> Try it: Output every line from the beginning of the records through the line that contains "- Mark file", exactly as it appears.

Data excerpts Block Start

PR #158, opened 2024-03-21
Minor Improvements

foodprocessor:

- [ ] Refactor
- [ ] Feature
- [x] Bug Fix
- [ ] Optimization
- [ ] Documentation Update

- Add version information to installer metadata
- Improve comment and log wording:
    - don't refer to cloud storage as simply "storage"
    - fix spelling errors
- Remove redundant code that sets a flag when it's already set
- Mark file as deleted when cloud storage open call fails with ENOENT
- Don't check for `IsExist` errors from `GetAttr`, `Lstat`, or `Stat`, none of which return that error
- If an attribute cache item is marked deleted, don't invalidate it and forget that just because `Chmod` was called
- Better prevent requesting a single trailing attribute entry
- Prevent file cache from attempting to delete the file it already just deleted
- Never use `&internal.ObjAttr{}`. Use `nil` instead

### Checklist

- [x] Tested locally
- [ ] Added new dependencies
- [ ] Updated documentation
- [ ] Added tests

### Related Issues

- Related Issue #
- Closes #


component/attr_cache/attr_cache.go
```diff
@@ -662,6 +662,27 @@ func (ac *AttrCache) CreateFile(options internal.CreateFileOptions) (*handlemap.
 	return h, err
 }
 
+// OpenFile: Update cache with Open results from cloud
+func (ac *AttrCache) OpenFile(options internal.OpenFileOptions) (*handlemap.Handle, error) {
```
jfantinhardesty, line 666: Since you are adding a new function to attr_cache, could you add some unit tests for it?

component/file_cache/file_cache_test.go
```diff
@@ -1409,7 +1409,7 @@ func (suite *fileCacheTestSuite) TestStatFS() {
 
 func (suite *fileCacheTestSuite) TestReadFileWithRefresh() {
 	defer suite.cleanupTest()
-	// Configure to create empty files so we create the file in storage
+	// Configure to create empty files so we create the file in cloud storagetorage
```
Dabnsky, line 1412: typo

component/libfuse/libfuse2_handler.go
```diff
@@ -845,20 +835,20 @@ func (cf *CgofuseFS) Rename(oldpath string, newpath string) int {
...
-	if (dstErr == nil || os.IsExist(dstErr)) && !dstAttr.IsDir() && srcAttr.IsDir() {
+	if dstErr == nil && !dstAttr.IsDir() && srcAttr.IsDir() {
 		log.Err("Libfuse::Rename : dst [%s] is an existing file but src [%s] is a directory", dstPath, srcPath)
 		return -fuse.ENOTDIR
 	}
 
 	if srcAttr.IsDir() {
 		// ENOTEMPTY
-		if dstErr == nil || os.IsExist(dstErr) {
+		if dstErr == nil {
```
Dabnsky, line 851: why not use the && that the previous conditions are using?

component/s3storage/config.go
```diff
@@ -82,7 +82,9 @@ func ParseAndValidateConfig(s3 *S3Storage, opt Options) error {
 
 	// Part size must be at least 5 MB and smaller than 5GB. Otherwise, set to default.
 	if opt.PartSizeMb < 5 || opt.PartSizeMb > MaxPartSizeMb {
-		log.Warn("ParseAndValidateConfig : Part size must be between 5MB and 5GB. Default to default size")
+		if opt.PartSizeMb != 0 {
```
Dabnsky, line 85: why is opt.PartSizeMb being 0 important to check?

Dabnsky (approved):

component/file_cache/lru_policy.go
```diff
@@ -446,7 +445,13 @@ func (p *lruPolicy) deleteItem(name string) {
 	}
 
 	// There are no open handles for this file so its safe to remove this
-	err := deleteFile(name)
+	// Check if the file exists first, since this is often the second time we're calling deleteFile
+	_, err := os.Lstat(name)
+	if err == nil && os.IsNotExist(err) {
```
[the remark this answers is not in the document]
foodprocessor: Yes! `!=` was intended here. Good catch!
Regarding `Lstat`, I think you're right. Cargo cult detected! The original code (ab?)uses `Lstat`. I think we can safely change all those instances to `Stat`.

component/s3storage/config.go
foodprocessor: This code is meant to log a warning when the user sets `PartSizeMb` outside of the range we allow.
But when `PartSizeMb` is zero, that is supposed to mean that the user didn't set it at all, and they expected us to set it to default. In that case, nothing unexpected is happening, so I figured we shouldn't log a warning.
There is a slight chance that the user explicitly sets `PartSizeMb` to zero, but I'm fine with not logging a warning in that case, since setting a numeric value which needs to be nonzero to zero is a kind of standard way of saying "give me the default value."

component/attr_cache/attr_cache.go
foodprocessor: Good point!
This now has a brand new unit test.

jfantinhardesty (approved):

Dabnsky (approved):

Data excerpts Block End

> Answer for this exercise:
PR #158, opened 2024-03-21
Minor Improvements

foodprocessor:

- [ ] Refactor
- [ ] Feature
- [x] Bug Fix
- [ ] Optimization
- [ ] Documentation Update

- Add version information to installer metadata
- Improve comment and log wording:
    - don't refer to cloud storage as simply "storage"
    - fix spelling errors
- Remove redundant code that sets a flag when it's already set
- Mark file as deleted when cloud storage open call fails with ENOENT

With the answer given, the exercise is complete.